→ **WORK ITEM**:
From the entries below, copy every line where the string "upgrade" appears.

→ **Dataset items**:

PR #678, opened 2022-01-14
run PEP585 upgrade

CagtayFabry:
## Changes
- upgrade type hints to build in types (using [PEP585 Upgrade](https://github.com/snok/pep585-upgrade))

I have disabled the pre-commit hook since it breaks some of our type definitions (it might work but I didn't check further)

Using the pep585 type hints should be the new default with `from __future__ import annotations`

### DIFF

→ **RESULT**:
run PEP585 upgrade
- upgrade type hints to build in types (using [PEP585 Upgrade](https://github.com/snok/pep585-upgrade))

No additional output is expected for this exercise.